WHAT YOU SHOULD DO:
Please reproduce the full listing exactly, with nothing added.

***** INFORMATION PROVIDED *****

PR #4143, opened 2021-06-01
refactor API errors to standard error format

### LINKED ISSUE #4088: Error responses as HTTP Problem details/RFC7807

Currently we have 3+ ways of responding to errors within PeerTube:

Basic errors:
```http
HTTP/1.1 404 Not Found
Content-Type: application/json

{
  "error": "Account not found"
}
```

Basic errors with a code (a PeerTube-specific server error code, here corresponding to DOES_NOT_RESPECT_FOLLOW_CONSTRAINTS):
```http
HTTP/1.1 403 Forbidden
Content-Type: application/json

{
  "errorCode": 1,
  "error": "Could not follow server"
}
```

Validation errors:
```http
HTTP/1.1 400 Bad Request
Content-Type: application/json

{
  "errors": {
    "id": {
      "value": "a117eb-c6a9-4756-bb09-2a956239f",
      "msg": "Should have an valid id",
      "param": "id",
      "location": "params"
    }
  }
}
```

While _the current situation is fine_, I think at least __producing the JSON response of errors via a unique factory__ would allow mapping them/processing them as needed, and achieve a bit of yak shaving: translatable error messages, ubiquitous error codes, etc.

I think we can take inspiration from the HTTP Problem details specification in [RFC7807](https://tools.ietf.org/html/rfc7807). It has seen a few implementations that provide examples of how it can be handled:
- https://www.npmjs.com/package/express-http-problem-details
- https://github.com/kamranahmedse/express-api-problem
- https://www.npmjs.com/package/problem-json

They generally provide different factories/handlers that produce such responses:

```http
HTTP/1.1 403 Forbidden
Content-Type: application/problem+json
Content-Language: en

{
  "title": "Could not get video",
  "detail": "Could not get the video since it originates from an actor not followed by your server, which doesn't allow fetching unrelated actors' videos",
  "instance": "/api/v1/videos/9c9de5e8-0a1e-484a-b099-e80766180a6d",
  "type": "https://docs.joinpeertube.org/errors/DOES_NOT_RESPECT_FOLLOW_CONSTRAINTS",
  "docs": "https://docs.joinpeertube.org/api-rest-reference.html#tag/Video/paths/~1videos~1{id}/get"
}
```

We could further document some errors with a `type` parameter that links to a given error code. As for validation errors, we could provide them as follows:

```http
HTTP/1.1 400 Bad Request
Content-Type: application/problem+json
Content-Language: en

{
  "title": "Invalid parameter",
  "instance": "/api/v1/videos/a117eb-c6a9-4756-bb09-2a956239f",
  "invalid-params": {
    "id": {
      "value": "a117eb-c6a9-4756-bb09-2a956239f",
      "msg": "Should have a valid id",
      "param": "id",
      "location": "params"
    }
  },
  "type": "about:blank",
  "docs": "https://docs.joinpeertube.org/api-rest-reference.html#tag/Video/paths/~1videos~1{id}/get"
}
```

Having a single factory for these errors would also allow producing an associated log entry, with an request uid that we could provide in the response for easier debugging/finding in the logs.

rigelk:
## Description

This PR introduces a factory for errors, under the form of an express helper, to format error messages following a more standard error format.

The goal is to unify response formats as described in #4088, especially for client-facing APIs (I left ActivityPub endpoints as they were). In that regard, I removed any use of `sendStatus` since if it sends a needed message, it should go through the factory. If not, then better use an empty body.

## Related issues

fixes #4088

## Has this been tested?


server/helpers/express-utils.ts
```diff
@@ -125,6 +126,34 @@ function getCountVideos (req: express.Request) {
   return req.query.skipCount !== true
 }
 
+// helpers added in server.ts and used in subsequent controllers used
+const apiResponseHelpers = (req, res: express.Response, next = null) => {
+  res.fail = (options) => {
```
Chocobozzz, line 131: Please type `options`

server/helpers/express-utils.ts
```diff
@@ -125,6 +126,34 @@ function getCountVideos (req: express.Request) {
...
+    res.json(new ProblemDocument({
+      status,
+      title,
+      instance,
+      type: type && '' + type,
+      detail: message
+    }, extension))
+  }
+
+  if (next !== null) next()
```
Chocobozzz, line 154: `if (next) next()`

server/middlewares/validators/activitypub/activity.ts
```diff
@@ -10,7 +10,7 @@ async function activityPubValidator (req: express.Request, res: express.Response
   if (!isRootActivityValid(req.body)) {
     logger.warn('Incorrect activity parameters.', { activity: req.body })
     return res.status(HttpStatusCode.BAD_REQUEST_400)
-              .json({ error: 'Incorrect activity.' })
```
Chocobozzz, line 13: Why did you remove the message?

server/helpers/express-utils.ts
```diff
@@ -125,6 +126,34 @@ function getCountVideos (req: express.Request) {
   return req.query.skipCount !== true
 }
 
+// helpers added in server.ts and used in subsequent controllers used
+const apiResponseHelpers = (req, res: express.Response, next = null) => {
```
Chocobozzz, line 130: I don't think it should be a middleware. Why don't you create an helper function `sendError (res: express.Response)` instead?

server/helpers/express-utils.ts
```diff
@@ -125,6 +126,34 @@ function getCountVideos (req: express.Request) {
...
+  res.fail = (options) => {
+    const { data, status, message, title, type, docs, instance } = {
+      data: null,
```
Chocobozzz, line 133: I don't think you need this + check https://zaiste.net/posts/javascript-destructuring-assignment-default-values/ for default values

server/helpers/express-utils.ts
```diff
@@ -125,6 +126,34 @@ function getCountVideos (req: express.Request) {
...
+      ...options,
+      status: options.status || HttpStatusCode.BAD_REQUEST_400
+    }
+
+    const extension = new ProblemDocumentExtension({
+      ...data,
+      docs: docs || res.docs
```
Chocobozzz, line 140: I don't really like to put the API doc URL in `res.docs`. I think your can build a function that automatically assign the doc depending on `req.originalUrl` and `req.method` if `docs` is not specified in `options`.

server/helpers/express-utils.ts
```diff
@@ -125,6 +126,34 @@ function getCountVideos (req: express.Request) {
...
+    })
+
+    res.status(status)
+    res.setHeader('Content-Type', 'application/problem+json')
+    res.json(new ProblemDocument({
+      status,
+      title,
+      instance,
+      type: type && '' + type,
```
Chocobozzz, line 149: `type` should be an URI

server/helpers/express-utils.ts
```diff
@@ -125,6 +126,34 @@ function getCountVideos (req: express.Request) {
...
+      detail: message
+    }, extension))
```
Chocobozzz, line 151: Please keep `error` and `code` fields for compatibility

Chocobozzz (changes requested):
Please keep the `expect(res.body.code)` and `expect(res.body.error)` tests for compatibility + add a few tests regarding your new error implementation

server/helpers/express-utils.ts
rigelk: > I think your can build a function that automatically assign the doc depending on `req.originalUrl` and `req.method` if `docs` is not specified in `options`.

`req` is often not passed down to where the response is put to fail.

server/helpers/express-utils.ts
rigelk: Why? It seems more logical to replace response middlewares with a response middleware.

server/helpers/express-utils.ts
rigelk: Options are already typed through https://github.com/rigelk/PeerTube/blob/3bd73a228179fe99b12a3f917b32c741764d485c/server/typings/express/index.d.ts#L90-L94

*****

SOLUTION BELOW:
PR #4143, opened 2021-06-01
refactor API errors to standard error format

### LINKED ISSUE #4088: Error responses as HTTP Problem details/RFC7807

Currently we have 3+ ways of responding to errors within PeerTube:

Basic errors:
```http
HTTP/1.1 404 Not Found
Content-Type: application/json

{
  "error": "Account not found"
}
```

Basic errors with a code (a PeerTube-specific server error code, here corresponding to DOES_NOT_RESPECT_FOLLOW_CONSTRAINTS):
```http
HTTP/1.1 403 Forbidden
Content-Type: application/json

{
  "errorCode": 1,
  "error": "Could not follow server"
}
```

Validation errors:
```http
HTTP/1.1 400 Bad Request
Content-Type: application/json

{
  "errors": {
    "id": {
      "value": "a117eb-c6a9-4756-bb09-2a956239f",
      "msg": "Should have an valid id",
      "param": "id",
      "location": "params"
    }
  }
}
```

While _the current situation is fine_, I think at least __producing the JSON response of errors via a unique factory__ would allow mapping them/processing them as needed, and achieve a bit of yak shaving: translatable error messages, ubiquitous error codes, etc.

I think we can take inspiration from the HTTP Problem details specification in [RFC7807](https://tools.ietf.org/html/rfc7807). It has seen a few implementations that provide examples of how it can be handled:
- https://www.npmjs.com/package/express-http-problem-details
- https://github.com/kamranahmedse/express-api-problem
- https://www.npmjs.com/package/problem-json

They generally provide different factories/handlers that produce such responses:

```http
HTTP/1.1 403 Forbidden
Content-Type: application/problem+json
Content-Language: en

{
  "title": "Could not get video",
  "detail": "Could not get the video since it originates from an actor not followed by your server, which doesn't allow fetching unrelated actors' videos",
  "instance": "/api/v1/videos/9c9de5e8-0a1e-484a-b099-e80766180a6d",
  "type": "https://docs.joinpeertube.org/errors/DOES_NOT_RESPECT_FOLLOW_CONSTRAINTS",
  "docs": "https://docs.joinpeertube.org/api-rest-reference.html#tag/Video/paths/~1videos~1{id}/get"
}
```

We could further document some errors with a `type` parameter that links to a given error code. As for validation errors, we could provide them as follows:

```http
HTTP/1.1 400 Bad Request
Content-Type: application/problem+json
Content-Language: en

{
  "title": "Invalid parameter",
  "instance": "/api/v1/videos/a117eb-c6a9-4756-bb09-2a956239f",
  "invalid-params": {
    "id": {
      "value": "a117eb-c6a9-4756-bb09-2a956239f",
      "msg": "Should have a valid id",
      "param": "id",
      "location": "params"
    }
  },
  "type": "about:blank",
  "docs": "https://docs.joinpeertube.org/api-rest-reference.html#tag/Video/paths/~1videos~1{id}/get"
}
```

Having a single factory for these errors would also allow producing an associated log entry, with an request uid that we could provide in the response for easier debugging/finding in the logs.

rigelk:
## Description

This PR introduces a factory for errors, under the form of an express helper, to format error messages following a more standard error format.

The goal is to unify response formats as described in #4088, especially for client-facing APIs (I left ActivityPub endpoints as they were). In that regard, I removed any use of `sendStatus` since if it sends a needed message, it should go through the factory. If not, then better use an empty body.

## Related issues

fixes #4088

## Has this been tested?


server/helpers/express-utils.ts
```diff
@@ -125,6 +126,34 @@ function getCountVideos (req: express.Request) {
   return req.query.skipCount !== true
 }
 
+// helpers added in server.ts and used in subsequent controllers used
+const apiResponseHelpers = (req, res: express.Response, next = null) => {
+  res.fail = (options) => {
```
Chocobozzz, line 131: Please type `options`

server/helpers/express-utils.ts
```diff
@@ -125,6 +126,34 @@ function getCountVideos (req: express.Request) {
...
+    res.json(new ProblemDocument({
+      status,
+      title,
+      instance,
+      type: type && '' + type,
+      detail: message
+    }, extension))
+  }
+
+  if (next !== null) next()
```
Chocobozzz, line 154: `if (next) next()`

server/middlewares/validators/activitypub/activity.ts
```diff
@@ -10,7 +10,7 @@ async function activityPubValidator (req: express.Request, res: express.Response
   if (!isRootActivityValid(req.body)) {
     logger.warn('Incorrect activity parameters.', { activity: req.body })
     return res.status(HttpStatusCode.BAD_REQUEST_400)
-              .json({ error: 'Incorrect activity.' })
```
Chocobozzz, line 13: Why did you remove the message?

server/helpers/express-utils.ts
```diff
@@ -125,6 +126,34 @@ function getCountVideos (req: express.Request) {
   return req.query.skipCount !== true
 }
 
+// helpers added in server.ts and used in subsequent controllers used
+const apiResponseHelpers = (req, res: express.Response, next = null) => {
```
Chocobozzz, line 130: I don't think it should be a middleware. Why don't you create an helper function `sendError (res: express.Response)` instead?

server/helpers/express-utils.ts
```diff
@@ -125,6 +126,34 @@ function getCountVideos (req: express.Request) {
...
+  res.fail = (options) => {
+    const { data, status, message, title, type, docs, instance } = {
+      data: null,
```
Chocobozzz, line 133: I don't think you need this + check https://zaiste.net/posts/javascript-destructuring-assignment-default-values/ for default values

server/helpers/express-utils.ts
```diff
@@ -125,6 +126,34 @@ function getCountVideos (req: express.Request) {
...
+      ...options,
+      status: options.status || HttpStatusCode.BAD_REQUEST_400
+    }
+
+    const extension = new ProblemDocumentExtension({
+      ...data,
+      docs: docs || res.docs
```
Chocobozzz, line 140: I don't really like to put the API doc URL in `res.docs`. I think your can build a function that automatically assign the doc depending on `req.originalUrl` and `req.method` if `docs` is not specified in `options`.

server/helpers/express-utils.ts
```diff
@@ -125,6 +126,34 @@ function getCountVideos (req: express.Request) {
...
+    })
+
+    res.status(status)
+    res.setHeader('Content-Type', 'application/problem+json')
+    res.json(new ProblemDocument({
+      status,
+      title,
+      instance,
+      type: type && '' + type,
```
Chocobozzz, line 149: `type` should be an URI

server/helpers/express-utils.ts
```diff
@@ -125,6 +126,34 @@ function getCountVideos (req: express.Request) {
...
+      detail: message
+    }, extension))
```
Chocobozzz, line 151: Please keep `error` and `code` fields for compatibility

Chocobozzz (changes requested):
Please keep the `expect(res.body.code)` and `expect(res.body.error)` tests for compatibility + add a few tests regarding your new error implementation

server/helpers/express-utils.ts
rigelk: > I think your can build a function that automatically assign the doc depending on `req.originalUrl` and `req.method` if `docs` is not specified in `options`.

`req` is often not passed down to where the response is put to fail.

server/helpers/express-utils.ts
rigelk: Why? It seems more logical to replace response middlewares with a response middleware.

server/helpers/express-utils.ts
rigelk: Options are already typed through https://github.com/rigelk/PeerTube/blob/3bd73a228179fe99b12a3f917b32c741764d485c/server/typings/express/index.d.ts#L90-L94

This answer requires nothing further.